事業内容
象印マホービン株式会社は1918年創業(法人設立1948年)の家庭用品メーカーで、調理家電製品(炊飯ジャー・オーブンレンジ等)、リビング製品(ステンレスマグ・魔法瓶等)、生活家電製品(加湿器・空気清浄機等)の3事業を主軸とする。国内外に製造・販売子会社を持ち、日本・アジア・北中南米等グローバルに展開。
2025年11月期の売上高は91,151百万円で、国内67.4%・海外32.6%の構成。経営方針「BRAND INNOVATION」のもと、従来の家庭用品メーカーから「食」と「暮らし」の課題を解決するソリューションブランドへの進化を目指している。
東京証券取引所プライム市場上場。
ビジネスモデル
国内外の製造子会社(象印ファクトリー・ジャパン、新象製造廠有限公司等)で生産した製品を、国内外の販売子会社を通じて消費者・流通チャネルへ供給する。圧力IH炊飯ジャー「炎舞炊き」等の高単価商品への集中と価格適正化により売上総利益率を改善。

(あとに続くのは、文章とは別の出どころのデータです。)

PR #141, opened 2024-11-20
Fix infinite loop and notify progress log of sync point durability while waiting to apply

belliottsmith:
C* side: https://github.com/apache/cassandra/pull/3698

### DIFF
--- a/accord-core/src/main/java/accord/coordinate/CoordinationAdapter.java
+++ b/accord-core/src/main/java/accord/coordinate/CoordinationAdapter.java
@@ -24,7 +24,7 @@ import javax.annotation.Nullable;
 
 import accord.api.ProtocolModifiers;
 import accord.api.Result;
-import accord.coordinate.ExecuteSyncPoint.ExecuteBlocking;
+import accord.coordinate.ExecuteSyncPoint.ExecuteInclusive;
 import accord.coordinate.tracking.FastPathTracker;
 import accord.coordinate.tracking.PreAcceptTracker;
 import accord.coordinate.tracking.QuorumTracker;
@@ -71,6 +71,11 @@ public interface CoordinationAdapter<R>
         @Override
         public <R> CoordinationAdapter<R> get(TxnId txnId, Step step)
         {
+            switch (txnId.kind())
+            {
+                case ExclusiveSyncPoint: return (CoordinationAdapter<R>) Adapters.exclusiveSyncPoint();
+                case SyncPoint: return (CoordinationAdapter<R>) Adapters.inclusiveSyncPoint();
+            }
             switch (step)
             {
                 default: throw new AssertionError("Unhandled step: " + step);
@@ -219,18 +224,17 @@ public interface CoordinationAdapter<R>
             @Override
             public void execute(Node node, Topologies any, FullRoute<?> route, ExecutePath path, TxnId txnId, Txn txn, Timestamp executeAt, Deps deps, BiConsumer<? super SyncPoint<U>, Throwable> callback)
             {
-                Topologies all = forExecution(node, route, txnId, executeAt, deps);
-                persist(node, all, route, txnId, txn, executeAt, deps, txn.execute(txnId, executeAt, null), txn.result(txnId, executeAt, null), callback);
+                persist(node, null, route, txnId, txn, executeAt, deps, txn.execute(txnId, executeAt, null), txn.result(txnId, executeAt, null), callback);
             }
 
             @Override
-            public void persist(Node node, Topologies any, FullRoute<?> route, Route<?> participants, TxnId txnId, Txn txn, Timestamp executeAt, Deps deps, Writes writes, Result result, BiConsumer<? super SyncPoint<U>, Throwable> callback)
+            public void persist(Node node, Topologies ignore, FullRoute<?> route, Route<?> participants, TxnId txnId, Txn txn, Timestamp executeAt, Deps deps, Writes writes, Result result, BiConsumer<? super SyncPoint<U>, Throwable> callback)
             {
                 Topologies all = forExecution(node, route, txnId, executeAt, deps);
 
                 invokeSuccess(node, route, txnId, txn, deps, callback);
                 new PersistSyncPoint(node, all, txnId, route, txn, executeAt, deps, writes, result)
-                    .start(Apply.FACTORY, Maximal, any, writes, result);
+                .start(Apply.FACTORY, Maximal, all, writes, result);
             }
         }
 
@@ -283,18 +287,6 @@ public interface CoordinationAdapter<R>
             {
                 return node.topology().preciseEpochs(route, txnId.epoch(), executeAt.epoch());
             }
-
-            @Override
-            public void execute(Node node, Topologies any, FullRoute<?> route, ExecutePath path, TxnId txnId, Txn txn, Timestamp executeAt, Deps deps, BiConsumer<? super SyncPoint<U>, Throwable> callback)
-            {
-                Topologies all = forExecution(node, route, txnId, executeAt, deps);
-
-                ExecuteBlocking<U> execute = ExecuteBlocking.atQuorum(node, all, new SyncPoint<>(txnId, deps, (FullRoute<U>) route), executeAt);
-                execute.start();
-                addOrExecuteCallback(execute, callback);
-            }
-
-            protected abstract void addOrExecuteCallback(ExecuteBlocking<U> execute, BiConsumer<? super SyncPoint<U>, Throwable> callback);
         }
 
         /*
@@ -310,14 +302,6 @@ public interface CoordinationAdapter<R>
             protected AsyncInclusiveSyncPointAdapter() {
                 super();
             }
-
-            @Override
-            protected void addOrExecuteCallback(ExecuteBlocking<U> execute, BiConsumer<? super SyncPoint<U>, Throwable> callback)
-            {
-                // If this is the async adapter then we want to invoke the callback immediately
-                // and the caller can wait on the txn locally if they want
-                callback.accept(execute.syncPoint, null);
-            }
         }
 
         private static class InclusiveSyncPointBlockingAdapter<U extends Unseekable> extends AbstractInclusiveSyncPointAdapter<U>
@@ -329,9 +313,13 @@ public interface CoordinationAdapter<R>
             }
 
             @Override
-            protected void addOrExecuteCallback(ExecuteBlocking<U> execute, BiConsumer<? super SyncPoint<U>, Throwable> callback)
+            public void execute(Node node, Topologies any, FullRoute<?> route, ExecutePath path, TxnId txnId, Txn txn, Timestamp executeAt, Deps deps, BiConsumer<? super SyncPoint<U>, Throwable> callback)
             {
+                Topologies all = forExecution(node, route, txnId, executeAt, deps);
+
+                ExecuteInclusive<U> execute = ExecuteInclusive.atQuorum(node, all, new SyncPoint<>(txnId, deps, (FullRoute<U>) route), executeAt);
                 execute.addCallback(callback);
+                execute.start();
             }
 
             @Override
--- a/accord-core/src/main/java/accord/coordinate/ExecuteSyncPoint.java
+++ b/accord-core/src/main/java/accord/coordinate/ExecuteSyncPoint.java
@@ -24,17 +24,22 @@ import java.util.function.Function;
 
 import accord.api.Result;
 import accord.coordinate.CoordinationAdapter.Adapters;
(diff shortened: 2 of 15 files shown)


accord-core/src/main/java/accord/utils/async/AsyncChains.java
```diff
@@ -430,8 +430,10 @@ protected Cancellable start(BiConsumer<? super V, Throwable> callback)
 
     // either the thing we start, or the thing we do in follow-up
     BiConsumer<? super V, Throwable> next;
+    private final Head<?> head;
```
dcapwell: you can revert this, I did this to aid in debugger support

accord-core/src/main/java/accord/messages/InformDurable.java
```diff
@@ -63,6 +67,22 @@ private InformDurable(TxnId txnId, Route<?> scope, long waitForEpoch, @Nullable
...
+        int homeShardIndex = homeEpochTopology.indexForKey(route.homeKey());
+        if (homeShardIndex < 0)
+        {
+            homeEpochTopology = node.topology().globalForEpoch(homeEpoch);
+            homeShardIndex = homeEpochTopology.indexForKey(route.homeKey());
+        }
+
+        Shard homeShard = homeEpochTopology.get(homeShardIndex);
+        Topologies homeTopology = new Topologies.Single(any, new Topology(homeEpoch, homeShard));
+        node.send(homeShard.nodes, to -> new InformDurable(to, homeTopology, route.homeKeyOnlyRoute(), txnId, executeAt, Majority));
```
dcapwell: should `Majority` be hard coded or should it be passed as a param?  What about changing the method name to `informHomeMajority`

dcapwell: in `MaybeRecover` we call `accord.primitives.Status.Durability#isDurable` which is

```
public boolean isDurable()
        {
            return this == Majority || this == Universal;
        }
```

so based off what we know, it "could" be `Universal` as well?

accord-core/src/main/java/accord/coordinate/Persist.java
```diff
@@ -86,12 +84,7 @@ public void onSuccess(Id from, ApplyReply reply)
                     if (!isDone)
                     {
                         isDone = true;
-                        Topologies topologies = tracker.topologies();
-                        Topology topology = topologies.forEpoch(txnId.epoch());
-                        int homeShardIndex = topology.indexForKey(route.homeKey());
-                        // we can persist only partially if some shards are already completed; in this case the home shard may not participate
-                        if (homeShardIndex >= 0)
-                            node.send(topology.get(homeShardIndex).nodes, to -> new InformDurable(to, topologies, route, txnId, executeAt, Majority));
+                        InformDurable.informHome(node, topologies, txnId, route, executeAt);
```
dcapwell: we will now send as we fall back to the global topology yet the previous comment implies this isn't safe?

accord-core/src/main/java/accord/coordinate/CoordinationAdapter.java
```diff
@@ -219,18 +224,17 @@ public void stabilise(Node node, Topologies any, FullRoute<?> route, Ballot ball
...
             @Override
-            public void persist(Node node, Topologies any, FullRoute<?> route, Participants<?> participants, TxnId txnId, Txn txn, Timestamp executeAt, Deps deps, Writes writes, Result result, BiConsumer<? super SyncPoint<U>, Throwable> callback)
+            public void persist(Node node, Topologies ignore, FullRoute<?> route, Participants<?> participants, TxnId txnId, Txn txn, Timestamp executeAt, Deps deps, Writes writes, Result result, BiConsumer<? super SyncPoint<U>, Throwable> callback)
             {
                 Topologies all = forExecution(node, route, txnId, executeAt, deps);
 
                 invokeSuccess(node, route, txnId, txn, deps, callback);
                 new PersistSyncPoint(node, all, txnId, route, txn, executeAt, deps, writes, result)
-                    .start(Apply.FACTORY, Maximal, any, writes, result);
+                .start(Apply.FACTORY, Maximal, all, writes, result);
```
dcapwell, line 237: for me: lgtm

accord-core/src/main/java/accord/coordinate/CoordinationAdapter.java
```diff
@@ -219,18 +224,17 @@ public void stabilise(Node node, Topologies any, FullRoute<?> route, Ballot ball
             @Override
             public void execute(Node node, Topologies any, FullRoute<?> route, ExecutePath path, TxnId txnId, Txn txn, Timestamp executeAt, Deps deps, BiConsumer<? super SyncPoint<U>, Throwable> callback)
             {
-                Topologies all = forExecution(node, route, txnId, executeAt, deps);
-                persist(node, all, route, txnId, txn, executeAt, deps, txn.execute(txnId, executeAt, null), txn.result(txnId, executeAt, null), callback);
+                persist(node, null, route, txnId, txn, executeAt, deps, txn.execute(txnId, executeAt, null), txn.result(txnId, executeAt, null), callback);
```
dcapwell, line 227: just double checking, this is because every impl recalculates `all`, so just avoid double effort?

accord-core/src/main/java/accord/coordinate/CoordinationAdapter.java
```diff
@@ -310,14 +302,6 @@ private static class AsyncInclusiveSyncPointAdapter<U extends Unseekable> extend
             protected AsyncInclusiveSyncPointAdapter() {
                 super();
             }
-
-            @Override
-            protected void addOrExecuteCallback(ExecuteBlocking<U> execute, BiConsumer<? super SyncPoint<U>, Throwable> callback)
-            {
-                // If this is the async adapter then we want to invoke the callback immediately
```
dcapwell, line 317: what is the reason to make this async rather than immediate?

accord-core/src/main/java/accord/coordinate/ExecuteSyncPoint.java
```diff
@@ -195,6 +257,11 @@ protected void onSuccess()
         trySuccess(syncPoint);
     }
 
+    protected void sendApply(Node.Id to)
```
dcapwell, line 267: this appears to be dead code, is this used by C*?

accord-core/src/main/java/accord/coordinate/MaybeRecover.java
```diff
@@ -108,7 +108,7 @@ protected void onDone(Success success, Throwable fail)
                     if (hasMadeProgress(full))
                     {
                         if (full.durability.isDurable())
-                            node.send(topologies.forEpoch(txnId.epoch()).forKey(route.homeKey()).nodes, to -> new InformDurable(to, topologies, route, txnId, full.executeAtIfKnown(), full.durability));
+                            InformDurable.informHome(node, topologies, txnId, route, full.executeAtIfKnown());
```
dcapwell: commented in `InformDurable.informHome` but durability "could" be `Universal` yet this method hard codes `Majority`

accord-core/src/main/java/accord/messages/ReadData.java
```diff
@@ -513,10 +513,17 @@ public enum CommitOrReadNack implements ReadData.ReadReply
...
+
         /**
          * Either not committed, or not stable
          */
         Insufficient("CommitInsufficient"),
+
+        /**
+         * PreApplied successfully, but the request is blocking so waiting to reply
+         */
+        Waiting("ApplyWaiting"),
```
dcapwell, line 532: I don't see this sent in this patch, is this done in C*?

accord-core/src/main/java/accord/coordinate/ExecuteSyncPoint.java
dcapwell: I don't see it used in https://github.com/apache/cassandra/pull/3698

accord-core/src/main/java/accord/messages/ReadData.java
dcapwell: I don't see it used in https://github.com/apache/cassandra/pull/3698

accord-core/src/main/java/accord/utils/async/AsyncChains.java
belliottsmith: ah, I'll rebase against trunk

accord-core/src/main/java/accord/messages/InformDurable.java
belliottsmith: I guess `durable` is a slightly overloaded concept. But, something is _durable_ once it is known to a majority. Basically it means can survive our tolerated number of failures. We have higher levels of durability, and confusingly we also have `Local` durability (that perhaps we should remove, since it isn't _durable_). Anyway, I'm happy to parameterise it, but `Majority` is the base level at which you can call something _durable_, so if unspecified should normally be assumed.

accord-core/src/main/java/accord/coordinate/Persist.java
belliottsmith: it doesn't say it's unsafe, it says we might not have the information in our topologies. It's fine to inform the home shard (but perhaps redundant). I thought it was simpler to merge the different callers, but happy to split them again and introduce a `tryInformHome` (I did have this initially)

accord-core/src/main/java/accord/coordinate/CoordinationAdapter.java
belliottsmith: yeah, could do with some more cleaning up really but just noticed this redundancy here

accord-core/src/main/java/accord/coordinate/CoordinationAdapter.java
belliottsmith: I just properly separated the logic for async/blocking, since we shouldn't be executing a blocking coordination act all for async, rather than simply sharing everything except deciding in `addOrExecuteCallback` whether a/sync

accord-core/src/main/java/accord/coordinate/ExecuteSyncPoint.java
belliottsmith: probably my mistake, I meant to extract and call it directly. will fix

accord-core/src/main/java/accord/coordinate/MaybeRecover.java
belliottsmith: I'll parameterise, but as mentioned in other location if unspecified the lowest level of _durable_ durability is reasonable to assume (should perhaps remove `Local` durability to make it clearer this is the lowest _durable_ durability).

accord-core/src/main/java/accord/messages/ReadData.java
belliottsmith: hmm, let me see where it went - it should be here as part of the new sync point logic.

accord-core/src/main/java/accord/utils/async/AsyncChains.java
dcapwell: its not in trunk.  The patch I sent you I needed to know the state of the `allOf` to see which shard was not replying, so doing this let me get access.  This was debugging code

accord-core/src/main/java/accord/coordinate/Persist.java
dcapwell: its fine, I just wanted to get your feedback on it.  Redundant is fine by me, just making sure things were intentional (I have caused a lot of bugs due to refactoring missing subtle details)

accord-core/src/main/java/accord/coordinate/CoordinationAdapter.java
dcapwell: ok ill need to look closer, I missed that detail

accord-core/src/main/java/accord/messages/ReadData.java
belliottsmith: It's used in `ApplyThenWaitUntilApplied`

accord-core/src/main/java/accord/coordinate/ExecuteSyncPoint.java
belliottsmith: yep, forgot to invoke it instead of CoordinateSyncPoint.sendApply

accord-core/src/main/java/accord/coordinate/Persist.java
```diff
@@ -83,18 +78,12 @@ public void onSuccess(Id from, ApplyReply reply)
             default: throw new IllegalStateException();
             case Redundant:
             case Applied:
-                persistedOn.add(from);
```
dcapwell, line 86: for me: confirmed this is existing dead code, so this patch just cleans it up

dcapwell (approved):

研究開発費994百万円を投じた独自技術(保温・保冷・加熱・断熱)が高付加価値化の源泉となっている。
企業の強み
中期経営計画『SHIFT』(2022〜2025年)の最終年度において、売上高目標90,000百万円に対し91,151百万円、営業利益目標7,200百万円に対し7,436百万円(利益率8.2%)を達成。高単価商品の販売好調と価格転嫁の推進が奏功し、計画超過を実現した。
最上位機種の圧力IH炊飯ジャー「炎舞炊き」は象印史上最高1,400Wの大火力を実現した新製品NX-AA型を開発。オーブンレンジ「EVERINO」も業界初「ツインエンジン構造」搭載モデルを投入し、調理家電製品の売上高は64,384百万円(前期比5.2%増)と全体を牽引している。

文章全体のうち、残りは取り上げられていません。